- Required action
Pull every line that holds the word "eramoto" from the entries.
>>>
PR #2336, opened 2017-11-24
[OI] correctly check if auditd version is >= 2.3

wunzeco:
This change fixes the bug reported here, https://github.com/chef/inspec/issues/2334.

Further info:
"auditd" resource does not work for any auditd installation that its
listed rules (output of "auditctl -l") start with "LIST_RULES:".
Unfortunately, there is a wrong assumption made in the resource code
that kind of assumes output of "auditctl -l" for audit >= 2.3 does
not start with "LIST_RULES:". On a ubuntu 14.04 host with auditd 2.3.2
listed rules do indeed start with "LIST_RULES:"

Issue raised on Inspec github repo: https://github.com/chef/inspec/issues/2334

As workaround, "file" resource can be used though not ideal.

### DIFF
--- a/lib/resources/auditd.rb
+++ b/lib/resources/auditd.rb
@@ -34,9 +34,10 @@ module Inspec::Resources
 
     def initialize
       @content = inspec.command('/sbin/auditctl -l').stdout.chomp
+      @version = inspec.command('/sbin/auditctl -v').stdout.chomp
       @params = []
 
-      if @content =~ /^LIST_RULES:/
+      if @version.to_f < 2.3
         return skip_resource 'The version of audit is outdated. The `auditd` resource supports versions of audit >= 2.3.'
       end
       parse_content


jburns12:
@wunzeco This PR changes the logic of how the auditd resource determines its behavior, which will actually break the resource. It should check for LIST_RULES because its behavior is dependent upon the syntax of the output from auditctl, not necessarily the version of auditd. If anything perhaps the documentation should be changed. The difference will be in the inspec control that you're writing, not in the resource itself...at this point I would check out using the auditd_rules resource instead, but @adamleff may have another solution.

adamleff:
@jburns12 I'm not sure I completely agree with you. On the surface, this appears to be a completely valid change because our own "skip_resource" messaging says that we only support `>= 2.3`. Rather than checking the version, we make an assumption as to the version based on the output NOT containing `LIST_RULES`. If there are versions of auditd >= 2.3 that return output containing `LIST_RULES`, our own messaging is incorrect.

I'm fine with saying that this resource only supports certain versions of auditd, but it should be accurate and not based on the output of the command. Since I'm not well-versed in auditd, someone smarter than me will have to help me figure out where that dividing line is.

Even if we were to continue to base our decision as to whether we do or don't support the version of auditd on the scanned node (based on whether the output contains `LIST_RULES` or not), we need to provide good messaging to the user as to how to fix the problem, which will likely involve telling them a version they need to upgrade to.

adamleff:
There hasn't been additional movement or discussion on this PR, so I'm going to close it for now. I'm happy to reopen or accept a new PR when we're ready to proceed. Thank you!

PR #2340, opened 2017-11-27
http resource: properly support HEAD request with remote worker

### LINKED ISSUE #2335: HTTP Resource HEAD timeouts
### Description

When using the http resource with head parameter, the curl command that executes gives a timeout because it´s malformed.

InSpec version: 1.43.8
Platform: Amazon Linux AMI 2017.03 (Based on RHEL Fedora)

### Replication Case

Create a describe block like this:
```
describe http('http://google.com', method: 'HEAD', enable_remote_worker: true) do
  its('status') { should eq 200 }
end
```

And execute inspec with `-l debug`. 
You will see that the command who is been executing is `curl -i -X HEAD --connect-timeout 60 'http://google.com'`

### Possible Solutions

Delete the `-X HEAD` from the method 'HEAD' of the http resource. With the `-i` it´s enough but you can add `--head` if you want.

To workaround this I used the command resource:
```
describe command("curl --head 'http://google.com'") do
  its('stdout') {should match /HTTP\/1.1 200 OK/ }
end
```

### Stacktrace

```
[2017-11-24T13:55:14+01:00] DEBUG: Registering rule (generated from test.rb:31 235b7ba485b901fc871767aa31bd44a2)
D, [2017-11-24T13:55:14.299651 #5964] DEBUG -- : [SSH] user@IP<{:user_known_hosts_file=>"/dev/null", :port=>22, :compression=>false, :compression_level=>0, :keepalive=>true, :keepalive_interval=>60, :timeout=>15, :auth_methods=>["none", "publickey"], :keys_only=>nil, :keys=>nil, :password=>"<hidden>", :forward_agent=>nil, :verify_host_key=>false}> (curl -i -X HEAD --connect-timeout 60 'http://google.com')
```

adamleff:
The existing method of adding `-X HEAD` to the curl command does not work properly and can cause timeouts because curl doesn't properly close the connection. The correct way is to use curl's own `--head` flag.

Fixes #2335

### DIFF
--- a/lib/resources/http.rb
+++ b/lib/resources/http.rb
@@ -203,7 +203,17 @@ module Inspec::Resources
         end
 
         def curl_command # rubocop:disable Metrics/AbcSize
-          cmd = ["curl -i -X #{http_method}"]
+          cmd = ['curl -i']
+
+          # Use curl's --head option when the method requested is HEAD. Otherwise,
+          # the user may experience a timeout when curl does not properly close
+          # the connection after the response is received.
+          if http_method.casecmp('HEAD') == 0
+            cmd << '--head'
+          else
+            cmd << "-X #{http_method}"
+          end
+
           cmd << "--connect-timeout #{open_timeout}"
           cmd << "--max-time #{open_timeout+read_timeout}"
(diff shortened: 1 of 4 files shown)


chris-rock (approved):
Thank you @adamleff

PR #2341, opened 2017-11-27
Remove rubocop from example Gemfiles

adamleff:
The pinned version of Rubocop in some of the TK examples' Gemfiles was a very old version with known vulnerabilities. Since these are just examples and have no Rake tasks that rely on them, I removed rubocop outright from the example Gemfiles.


chris-rock (approved):
Thank you @adamleff

PR #2342, opened 2017-11-27
wmi resource: properly escape quotes in WMI query

### LINKED ISSUE #2260: WMI resource does not escape double-quotes
### Description

I cannot specify a filter on a WMI resource that is a string containing double-quotes. Doing so will make it so WMI does not find any resources matching the given filter.

Currently using v1.36.1 (part of ChefDK 2.3.4) on MacOS 10.12.6 targeting Window Server 2016

### Replication Case

```ruby
# Does not work:
describe wmi({
  class: 'win32_service',
  filter: 'name like "%winrm%"'
}) do
  its('Status') { should cmp 'ok' }
  its('State') { should cmp 'Running' }
  its('ExitCode') { should cmp 0 }
  its('DisplayName') { should eq 'Windows Remote Management (WS-Management)'}
end

# Does work:
describe wmi({
  class: 'win32_service',
  filter: "name like '%winrm%'"
}) do
  its('Status') { should cmp 'ok' }
  its('State') { should cmp 'Running' }
  its('ExitCode') { should cmp 0 }
  its('DisplayName') { should eq 'Windows Remote Management (WS-Management)'}
end
```

### Possible Solutions

This is an issue with key-value pairs being serialized into an array of flags for PowerShell. Currently it looks like this:

```ruby
args.each { |key, value| params += " -#{key} \"#{value}\"" }
```

Replacing it like so would solve the problem:

```ruby
args.each { |key, value| params += " -#{key} \"#{value.gsub('"', '`"')}\"" }
```

[Offending line](https://github.com/chef/inspec/blob/1479feecd3e1c3e164f477d3d199d10d394b8b57/lib/resources/wmi.rb#L70)

### Stacktrace

_No stacktrace, only test failure_

TheLonelyGhost:
Fixes #2260.

This modifies an existing test to include that scenario and fixes it as 2 separate commits.

### DIFF
--- a/test/integration/default/controls/wmi_spec.rb
+++ b/test/integration/default/controls/wmi_spec.rb
@@ -14,7 +14,7 @@ end
 # Use win32_service with filter, it returns a single service object
 describe wmi({
   class: 'win32_service',
-  filter: "name like '%winrm%'"
+  filter: 'name like "%winrm%"'
 }) do
   its('Status') { should cmp 'ok' }
   its('State') { should cmp 'Running' }
--- a/lib/resources/wmi.rb
+++ b/lib/resources/wmi.rb
@@ -27,7 +27,7 @@ module Inspec::Resources
 
     def initialize(wmiclass = nil, opts = nil)
       # verify that this resource is only supported on Windows
-      return skip_resource 'The `windows_feature` resource is not supported on your OS.' unless inspec.os.windows?
+      return skip_resource 'The `wmi` resource is not supported on your OS.' unless inspec.os.windows?
 
       @options = opts || {}
       # if wmiclass is not a hash, we have to handle deprecation behavior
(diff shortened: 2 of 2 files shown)


adamleff (approved):
You know more about Windows than I do, but this seems like a reasonable change. Thanks, @TheLonelyGhost!

test/integration/default/controls/wmi_spec.rb
```diff
@@ -14,7 +14,7 @@
 # Use win32_service with filter, it returns a single service object
 describe wmi({
   class: 'win32_service',
-  filter: "name like '%winrm%'"
+  filter: 'name like "%winrm%"'
```
chris-rock, line 17: Isn't this breaking existing users that used the old syntax?

TheLonelyGhost: I'm not sure I understand what you mean. The original test checks if a nested string works with single-quotes (`'`) whereas this test checks against nested double-quotes (`"`).

This small change makes it so the same test covers 2 concepts instead of just one.

Since the wmi resource implementation executes powershell with nested `"`'s using a string composed with `"`'s, it makes sense to check that the string given here uses `"`'s and that it escapes them properly.

Additionally, this line of the test checks that the `filter` option actually works as expected.

What's the question here? What concern is there about a breaking change?

chris-rock: Seems like it was late during my review. All good, thank you for catching this one!

chris-rock (approved):
Thank you for catching this issue @TheLonelyGhost

PR #2349, opened 2017-11-28
Allow skipping/failing resources in FilterTable

jerryaldrichiii:
`FilterTable` is commonly used in the class body of a resource and is evaluated during an `instance_eval`. This means that if you raise an exception (e.g. SkipResource) it will halt `inspec exec` and `inspec check`.

This adds an `ExceptionCatcher` class that will postpone evaluation until test execution.

This allows `inspec check` and `inspec exec` to perform as intended when skipping/failing a resource in `FilterTable`.

Huge thanks to @adamleff for providing the starting code/ideas!

### DIFF
--- a/lib/utils/filter.rb
+++ b/lib/utils/filter.rb
@@ -7,10 +7,9 @@ module FilterTable
   module Show; end
 
   class ExceptionCatcher
-    def initialize(original_resource, original_exception, accessors)
+    def initialize(original_resource, original_exception)
       @original_resource = original_resource
       @original_exception = original_exception
-      @accessors = accessors
     end
 
     # This method is called via the runner and signals RSpec to output a block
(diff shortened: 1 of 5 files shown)


adamleff (approved):

lib/utils/filter.rb
```diff
@@ -6,6 +6,48 @@
...
+      @original_exception.is_a?(Inspec::Exceptions::ResourceFailed)
+    end
+
+    def resource_exception_message
+      @original_exception.message
+    end
+
+    # Capture message chains and return `ExceptionCatcher` objects
+    def method_missing(*)
+      ExceptionCatcher.new(@original_resource, @original_exception)
```
chris-rock: Since we do not keep the chain, could we just return `self`?

chris-rock (approved):
Great handling of InSpec/RSpec, smart solution for the chaining. Thank you @jerryaldrichiii @adamleff and @miah and @jquick for the team work to make this happen!

lib/utils/filter.rb
adamleff: Yes, we totally can. I was originally misled thinking `self` was going to be the original object that was throwing the exception, but I tricked myself because I was overriding `to_s` and `inspec` in `ExceptionCatcher` to match the original exception for InSpec/RSpec formatter purposes.

I just pushed up a change to change this to `self` instead.

chris-rock: Nice :-)

PR #2350, opened 2017-11-29
Unique export file for security policy resource

jquick:
The SecurityPolicy resource has a potential race condition when exporting the policy. If two runners were both working on the SecurityPolicy resource one could delete the policy export file before the other finished the export. This would cause the policy test to fail on the second runner. 

This change is to create a SecureRandom hex and append it to the policy export file. This resolves the issue as each instance will have its own unique file.

### DIFF
--- a/lib/resources/security_policy.rb
+++ b/lib/resources/security_policy.rb
@@ -119,12 +119,8 @@ module Inspec::Resources
       # store file content
       cmd = inspec.command("Get-Content #{export_file}")
       return skip_resource "Can't read security policy" if cmd.exit_status.to_i != 0
-      @content = cmd.stdout
 
-      if @content.empty?
-        return skip_resource "Can't read security policy"
-      end
-      @content
+      @content = cmd.stdout
     ensure
       # delete temp file
       inspec.command("Remove-Item #{export_file}").exit_status.to_i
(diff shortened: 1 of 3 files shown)


lib/resources/security_policy.rb
```diff
@@ -108,22 +109,25 @@ def to_s
...
+      cmd = inspec.command("secedit /export /cfg #{export_file}")
       return nil if cmd.exit_status.to_i != 0
 
       # store file content
-      cmd = inspec.command('Get-Content win_secpol.cfg')
+      cmd = inspec.command("Get-Content #{export_file}")
       return skip_resource "Can't read security policy" if cmd.exit_status.to_i != 0
       @content = cmd.stdout
 
-      if @content.empty? && !file.empty?
```
jquick: This was removed as it seems to be legacy code. We don't have any local `file` variable. In the future we could look into using the Train::File to capture the content of the policy.

adamleff (approved):
Nice fix, @jquick.

lib/resources/security_policy.rb
chris-rock: I think we should remove the content check completely. If the content is empty, we should not expect that to be okay, so it is probably a failure. Can we add a test that ensures the parsing is not crashing if we have an empty file?

chris-rock (approved):
Thank you @jquick

PR #2353, opened 2017-11-29
Update command resource to check for mock backend

jquick:
This change removes the command errors when using a mock backend that does not set a os.name. Ex: `command(docker).exist? is not supported on your OS: unknown` 

This change goes in tandem with https://github.com/chef/train/pull/221. It can be merged early if needed but we will not see the errors go away till both are merged and inspec is updated to use the new version of train.

### DIFF
--- a/lib/resources/command.rb
+++ b/lib/resources/command.rb
@@ -45,9 +45,9 @@ module Inspec::Resources
       result.exit_status.to_i
     end
 
-    def exist?
+    def exist? # rubocop:disable Metrics/AbcSize
       # silent for mock resources
-      return false if inspec.os.name.nil?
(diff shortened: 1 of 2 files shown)


adamleff (approved):
I think this is a fine approach. Another would be to do `inspec.backend.is_a?(Train::Transports::Mock::Connection)` but either way, we're tying ourselves to a specific Train implementation detail, and I'd rather name the mock OS something other than "unknown" and leave "unknown" for OSs we literally cannot detect.

arlimus (approved):
Great catch @jquick :D thank you

arlimus:
Fully agree Adam, great points on `unknown`

PR #2363, opened 2017-12-03
Fix incorrect case in paragraph.

jordancraig:
Incorrect case used in paragraph to describe interactive debugging with Pry.

Obvious fix.


adamleff (approved):
A 100% obvious fix, indeed! Thanks for your first contribution to InSpec, @jordancraig 🙂

PR #2364, opened 2017-12-04
key_rsa resource: fix inline shell documentation help, wrong resource name used in examples

eramoto:
The resource name is incorrect in the example in key_rsa.rb.


adamleff (approved):
That is quite a silly error on our part. Thanks for the fix, @eramoto!

PR #2368, opened 2017-12-04
security_policy resource: use PID for filename instead of random

jquick:
There is an issue with the security policy when used with the new Train caching. Since it creates a unique export name every call it will not be cached. This change was originally created to protect from parallel runners. Moving it to Process.pid will allow it to be cached as well as protect from parallel runners. 


jerryaldrichiii:
Excellent catch @jquick!

adamleff (approved):

arlimus:
Thank you for fixing this @jquick !!

PR #2653, opened 2018-02-15
New Skeletal Resource aws_s3_buckets

dromazmj:
This PR adds a new resource for testing all or a group of s3 buckets


jquick (approved):
Thanks for this @dromazmj ! This one will also need rebased.

docs/resources/aws_s3_buckets.md
```diff
@@ -0,0 +1,49 @@
+---
+title: About the aws_s3_buckets Resource
+---
+
+# aws_s3_buckets
```
clintoncwolfe: We need to escape all underscores in titles, etc - anywhere they are unquoted.  Thanks!

docs/resources/aws_s3_buckets.md
```diff
@@ -0,0 +1,49 @@
...
+
+Use the `aws_s3_buckets` InSpec audit resource to list all buckets in a single account.
```
clintoncwolfe: You might also refer to the `aws_s3_bucket` resource to perform in-depth auditing of an individual bucket.

docs/resources/aws_s3_buckets.md
```diff
@@ -0,0 +1,49 @@
...
+The control will pass if the resource contains at least one bucket.
+
+    # Test if there are any buckets
+    describe aws_s3_buckets
+      it { should exist }
+    end
+
+## Properties
+
+### bucket_names
```
clintoncwolfe: :100: for using plural property names on a plural resource!

docs/resources/aws_s3_buckets.md
```diff
@@ -0,0 +1,49 @@
...
+
+Provides an array of strings containing the names of the buckets.
+
+    # Examine a specific subnets cidr_blocks
+    describe aws_s3_buckets do
+      its('bucket_names') { should eq ['my_bucket'] }
```
clintoncwolfe: Might also include an `include` test (which won't care about array length or order):

`its('bucket_names') { should include 'my_bucket' }`

lib/resources/aws/aws_s3_buckets.rb
```diff
@@ -0,0 +1,52 @@
+# author: Matthew Dromazos
+# author: Sam Cornwell
+class AwsS3Buckets < Inspec.resource(1)
+  name 'aws_s3_buckets'
+  desc 'Verifies settings for AWS S3 Buckets in bulk'
+  example "
+    describe aws_s3_bucket do
+      its('Bucket_names') { should eq ['my_bucket'] }
```
clintoncwolfe: That `Bucket_names` should probably be `bucket_names`.

lib/resources/aws/aws_s3_buckets.rb
```diff
@@ -0,0 +1,52 @@
...
+
+  include AwsPluralResourceMixin
+
+  # Underlying FilterTable implementation.
+  filter = FilterTable.create
+  filter.add_accessor(:where)
+        .add_accessor(:entries)
+        .add(:exists?) { |x| !x.entries.empty? }
+        .add(:bucket_names, field: :name)
+        .add(:creation_dates, field: :creation_date)
```
clintoncwolfe: Looks like this isn't documented.  Unless that was intentional, it should be added to the docs.

test/aws/default/verify/controls/aws_s3_buckets.rb
```diff
@@ -0,0 +1,27 @@
...
+  # You should be able to test if there are any buckets
+  describe aws_s3_buckets do
+    it { should exist }
+  end
+end
+
+control "aws_s3_buckets properties" do
+  # you should be able to test the cidr_block of a subnet
+  describe aws_s3_buckets do
+    its('bucket_names') { should include fixtures['s3_bucket_public_name'], fixtures['s3_bucket_private_name'] }
```
clintoncwolfe: Could you add a negative test here?  Perhaps

`its('bucket_names') { should_not include 'i-dont-exist' }`

test/unit/resources/aws_s3_buckets_test.rb
```diff
@@ -0,0 +1,56 @@
...
+
+#=============================================================================#
+#                               Test Fixtures
+#=============================================================================#
+module AwsMSBB
+  class Basic < AwsBackendBase
+    def list_buckets
+      fixtures = [
+        OpenStruct.new({
+          name: "bucket_01",
```
clintoncwolfe: If you're going to include creation date, be sure to include it here.

test/unit/resources/aws_s3_buckets_test.rb
```diff
@@ -0,0 +1,56 @@
...
+#=============================================================================#
+module AwsMSBB
+  class Basic < AwsBackendBase
+    def list_buckets
+      fixtures = [
+        OpenStruct.new({
+          name: "bucket_01",          
+        }),
+        OpenStruct.new({
+          name: "bucket_02",
```
clintoncwolfe: Also - s3 bucket names must be DNS compliant - so you can use dashes, but not underscores.

test/unit/resources/aws_s3_buckets_test.rb
```diff
@@ -0,0 +1,56 @@
...
+    assert(basic.bucket_names.include?('bucket_01'))
+    refute(basic.bucket_names.include?(nil))
+  end
+end
+
+#=============================================================================#
+#                               Test Fixtures
+#=============================================================================#
+module AwsMSBB
+  class Basic < AwsBackendBase
```
clintoncwolfe: You should also define a test fixture class that is empty, so we can test the negative side of `exist`s.

test/unit/resources/aws_s3_buckets_test.rb
```diff
@@ -0,0 +1,56 @@
...
+
+  def test_constructor_no_args_ok
+    AwsS3Buckets.new
+  end
+
+  def test_constructor_reject_unknown_resource_params
+    assert_raises(ArgumentError) { AwsS3Buckets.new(bla: 'blabla') }
+  end
+end
+
```
clintoncwolfe, line 22: Here is where you could add a 'Recall' section, where you test `exist` against an empty fixture and populated one.

clintoncwolfe (changes requested):
Great work again @dromazmj !  Just a few docs tweaks, and it would be great to have a negative unit test for `exist`.  Looking forward to pulling this in!

clintoncwolfe:
Unit and integration tests passed - thanks!

test/unit/resources/aws_s3_buckets_test.rb
dromazmj: Good call!

dromazmj:
@clintoncwolfe good catch on the creation date.  When I was making this resource I thought that would be a good property to have but for now I think its best to just get the resource through and if there is a use case for creation date I can add it.  Thanks!

clintoncwolfe (approved):
Great work!

PR #2654, opened 2018-02-15
Add `platform` tags to resource documentation and remove trailing whitespace

jerryaldrichiii:
This will allow for sorting of resources in the future.

This also removes trailing whitespace.

### DIFF
--- a/docs/resources/aide_conf.md.erb
+++ b/docs/resources/aide_conf.md.erb
@@ -1,5 +1,6 @@
 ---
 title: The aide_conf Resource
+platform: linux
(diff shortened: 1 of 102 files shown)


kagarmoe (approved):
Thanks!

jquick (approved):

jquick:
A few notes here:
1) These platform info are in the header metadata and will not be displayed on the docs.
2) The `linux` tag here is really referring to "anything that is not windows, so all unix based systems.
 - this will be enhanced later to be more defined.

PR #2665, opened 2018-02-16
Prevent resources from loading if supports check fails

### LINKED ISSUE #2662: API supports not working correctly
### Description

When using aws on azure you get errors along with azure on aws. The resource supports should be preventing this and skipping tests accordingly.

jquick:
This change prevents resources from initializing if we are not on a supported platform. This also fixes the issue where resource_fail/skip were not working correctly when using a where clause on a resource.

Fixes #2662 

### DIFF
--- a/lib/inspec/plugins/resource.rb
+++ b/lib/inspec/plugins/resource.rb
@@ -43,8 +43,8 @@ module Inspec
       Inspec::Resource.registry
     end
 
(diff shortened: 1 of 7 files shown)


chris-rock (approved):
Looks good to me

clintoncwolfe (approved):
Looks good - I see where the init is avoided if the supports check failed

PR #2667, opened 2018-02-16
Fix legacy reporter output to file

### LINKED ISSUE #2656: Support legacy format output
### Description

The old inspec reporter supported passing in `:output` option to the inspec runner. This would use the rspec output code to write to a file. With the new reporter work we need to update the code here:
https://github.com/chef/inspec/blob/master/lib/inspec/base_cli.rb#L101

To also look for `:output` and if its set then set the file path. This will use the new file writer accordingly. 

This needs to go into the 1-stable and master branches

jquick:
This fixes the issue with test-kitchen when trying to output the results to a file. That use to use the old rspec file writer but now it set to use the new format. 

Fixes #2656 

### DIFF
--- a/lib/inspec/base_cli.rb
+++ b/lib/inspec/base_cli.rb
@@ -91,11 +91,18 @@ module Inspec
       }
     end
 
-    def self.parse_reporters(opts) # rubocop:disable Metrics/AbcSize
+    def self.parse_reporters(opts) # rubocop:disable Metrics/AbcSize, Metrics/CyclomaticComplexity, Metrics/PerceivedComplexity
       # merge in any legacy formats as reporter
       # this method will only be used for ad-hoc runners
       if !opts['format'].nil? && opts['reporter'].nil?
         warn '[DEPRECATED] The option --format is being is being deprecated and will be removed in inspec 3.0. Please use --reporter'
+
+        # see if we are using the legacy output to write to files
+        if opts['output']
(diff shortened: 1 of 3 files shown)


miah (approved):

lib/inspec/base_cli.rb
```diff
@@ -91,11 +91,18 @@ def self.default_options
...
-    def self.parse_reporters(opts) # rubocop:disable Metrics/AbcSize
+    def self.parse_reporters(opts) # rubocop:disable Metrics/AbcSize, Metrics/CyclomaticComplexity, Metrics/PerceivedComplexity
       # merge in any legacy formats as reporter
       # this method will only be used for ad-hoc runners
       if !opts['format'].nil? && opts['reporter'].nil?
         warn '[DEPRECATED] The option --format is being is being deprecated and will be removed in inspec 3.0. Please use --reporter'
+
+        # see if we are using the legacy output to write to files
+        if opts['output']
+          opts['format'] = "#{opts['format']}:#{opts['output']}"
```
chris-rock: I think we should print that this is deprecated and will be removed in inspec 3.0

chris-rock (approved):
Thank you @jquick

lib/inspec/base_cli.rb
jquick: Added:
screen shot 2018-02-17 at 3 06 54 pm

chris-rock (approved):
Thank you @jquick

PR #2669, opened 2018-02-16
Move `TESTING_AGAINST_AWS.md` to `test/aws`

jerryaldrichiii:


miah (approved):

jquick:
I think this should go in docs somewhere and exposed

jerryaldrichiii:
@jquick I was thinking since this is very specific to our integration tests that it should live there.

I can move it though in case others want to replicate how we test internally. Any suggestions?

jquick:
Yeah good point, @kagarmoe / @clintoncwolfe id like your views on this also. Im not sure where it should live to get exposure.

clintoncwolfe (changes requested):
I'm OK with the file moving, so long as we make a link in the README in the Developing / Contributing section (I think we have a mention, but no link, now).  In terms of website docs, I'm not sure it's needed - this is pretty "inside baseball" material, and anyone looking to contribute would be reading the README on github anyway.

jerryaldrichiii:
@clintoncwolfe I added a link. Let me know if that works for you 😄

clintoncwolfe (approved):

jquick (approved):
Thanks @jerryaldrichiii !

PR #2671, opened 2018-02-16
Remove duplicated encryption key test.

juliandunn:
You are testing the same thing twice as this already exists down on line 23


jquick (approved):
Thanks for this!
<<<
- Result
eramoto:
That is quite a silly error on our part. Thanks for the fix, @eramoto!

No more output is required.